Facebook’s new advertising strategy - predicting your interests


facebook-20070824.gifJust last year, Facebook turned down a $750 million offer, and by July this year figures of $10 billion were being thrown about. Not surprising when you can boast of 100 million visitors in the last 30 days [TrafficEstimate] from an estimated member base of 24 million, growing at about 150,000 per day.
When news of Facebook’s 0.04% CTR came out, however, Facebook’s rumoured charges of $300,000 for group sponsorship may have appeared a bit of an overkill.
This would have been reason enough for Facebook to work on its much talked about new advertising system to allow marketers to target users with ads based on the information people reveal about themselves on the site. Rather than banner advertising, Facebook is exploring placing ads within news and content feeds on users’ profile pages according to the Wall Street Journal, which is almost calling the move revolutionary and at par with AdWords. Given that AdWords raked in $10.6 billion in revenue last year for Google, that would be something.
Over time, Facebook plans to put in place a series of complex algorithms that eventually, it hopes to would allow the system to predict what products and services users might be interested in even before they have specifically mentioned an area.

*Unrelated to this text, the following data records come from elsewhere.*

PR #6274, opened 2021-03-12
[ip6] add operator `<` overload for 'Ip6::Prefix' comparison

abtink:
This commit adds an overload of operator `<` in `Ip6::Prefix` class. A
prefix with shorter length is considered smaller than the one with
longer length. If the prefix lengths are equal, then the prefix bytes
are compared directly to determine the smaller prefix. This commit
then changes `RoutingManager` to use the newly added operator `<`
overload.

To start off, however, it would allow the advertisers to choose a much wider array of characteristics for the users who should see their ads — based not only on age, gender and location, but also on details such as favorite activities and preferred music, etc. Facebook would use its technology to point the ads to the selected groups of people without exposing their personal information to the advertisers.
The other possible moneyspinner for Facebook, could be in its open technology platform, which allows developers to integrate their products into Facebook. CEO Mark Zuckerberg in mentions, “We want to make Facebook into something of an operating system so you can run full applications,” adding that it would be analogous to the platform that Microsoft Windows provides for developers. Outsiders would be able to develop Internet services on Facebook’s infrastructure, he explains, that will have full access to all its members.

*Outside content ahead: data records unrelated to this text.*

PR #6275, opened 2021-03-12
[simulation] do not update CSL IE in retransmission

brianljt:


brianljt:
A retransmission frame should not have its CSL IE updated which will leads to incorrect MIC.

For the CI test case failure, it is caused by racing condition in test.
1. SSED sets CSL channel to 12 which is different from the Thread operating channel(channel 11).
2. Leader sends ping request at channel 12 during sample time.
3. Leader receive Enh-ACK from SSED on channel 12.
4. Leaded change back to channel 11 when this Enh-ACK is set to posix host and `MAC` state is back to idle.
5. SSED sends ping response on channel 11 to leader.

A racing condition is step 5 comes before step 4. So simulation radio will reject the ping response as it is currently on channel 12 while the receiving frame is on channel 11.

SSED will do a retransmission again with CSL IE updated. This breaks the integrity of MIC. Leader will drop the retransmitted frame. Thus ping fail.

bukepo (approved):

examples/platforms/simulation/radio.c
```diff
@@ -679,7 +679,7 @@ void radioSendMessage(otInstance *aInstance)
 #endif // OPENTHREAD_CONFIG_MAC_HEADER_IE_SUPPORT && OPENTHREAD_CONFIG_TIME_SYNC_ENABLE
 
 #if OPENTHREAD_CONFIG_MAC_CSL_RECEIVER_ENABLE
-    if (sCslPeriod > 0)
+    if (sCslPeriod > 0 && !sTransmitFrame.mInfo.mTxInfo.mIsARetx)
```
bukepo, line 682: Just realized this may cause the parent lost synchronization with the child. I think there are some confusions about when the "CSL IE" should be included.

From 802.15.4-2015 and Thread spec, it seems the header IE is only required for synchronization messages:

> 2 The SSED Child MAY send periodic traffic to the Router in any form including application
3 data messages or MLE messages to maintain synchronized communication with its Parent.
4 These messages MUST include the CSL IE. An SSED Child that changes its CSLPeriod after
5 initial synchronization SHOULD send an immediate IEEE 802.15.4 MAC Data or Command
6 frame containing a CSL IE to the Router.

So not all messages sent out from SSED need to include "CSL IE". From my understanding, if a message expects retransmissions, it should not include "CSL IE", and a retransmission frame can safely keep identical to its original frame.
Thoughts? @brianljt @jwhui

brianljt: Thank you @bukepo . This is just the first step towards fixing the retransmission issue with CSL IE.

This works for simulation CI tests as the following steps(after out-of-sync) are sending packet from SSED to parent which will make them resync again.

I'm preparing a follow up fix to address the retransmission issue. The idea is to set the retransmission bit in `TxInfo` in radio if it is a retransmission(which breaks the synchronization). Then Mac layer will check this bit in `TxInfo` and schedule a data poll transmission right after the retransmission to fix the wrong CSL IE in previous retransmission. In this way, the parent will just be temporary out of sync with its SSED.

For the approach you mentioned, I think it can be used to mitigate the issue. If the last packet from SSED to its parent is within a certain threshold, then it does not need to include CSL IE in data frame to avoid retransmission. Comments?

Ref: https://threadgroup.atlassian.net/browse/SPEC-887

bukepo (approved):

brianljt:
A follow up PR is #6297

Irving-cl (approved):
LGTM :+1:

jwhui (approved):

This is likely to result in an explosion of creativity, with a host of applications being developed adding to the richness that is already prevalent in Facebook, and helping it to grow even further. For companies it offers yet anther manner of interacting with the Facebook audience, while for developers, it offers a chance to showcase their products to the world as well as the opportunity to make money from them. Facebook will impose no limitations on what kinds of applications others can create, except that they be legal.
How long before the others smarten up.